PR #633, opened 2015-04-23
BF - no import of TissueTypes

MrBago:
TissueTypes was in `__all__` but it was never imported.

### DIFF
--- a/dipy/tracking/local/__init__.py
+++ b/dipy/tracking/local/__init__.py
= = =
Action item »
The entries above need to be repeated in full, exactly as written.

Task answer »
PR #633, opened 2015-04-23
BF - no import of TissueTypes

MrBago:
TissueTypes was in `__all__` but it was never imported.

### DIFF
--- a/dipy/tracking/local/__init__.py
+++ b/dipy/tracking/local/__init__.py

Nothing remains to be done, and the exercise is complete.